## Provided material
◇ ◇ ◇ ◇

PR #399, opened 2023-02-14
Fixed excluded directory not being added to the correct list.

jlesage:


VDF.GUI/ViewModels/MainWindowVM_Settings.cs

◇ ◇ ◇ ◇

## Task description
Please print the data above exactly as it appears.

## Worked solution
PR #399, opened 2023-02-14
Fixed excluded directory not being added to the correct list.

jlesage:


VDF.GUI/ViewModels/MainWindowVM_Settings.cs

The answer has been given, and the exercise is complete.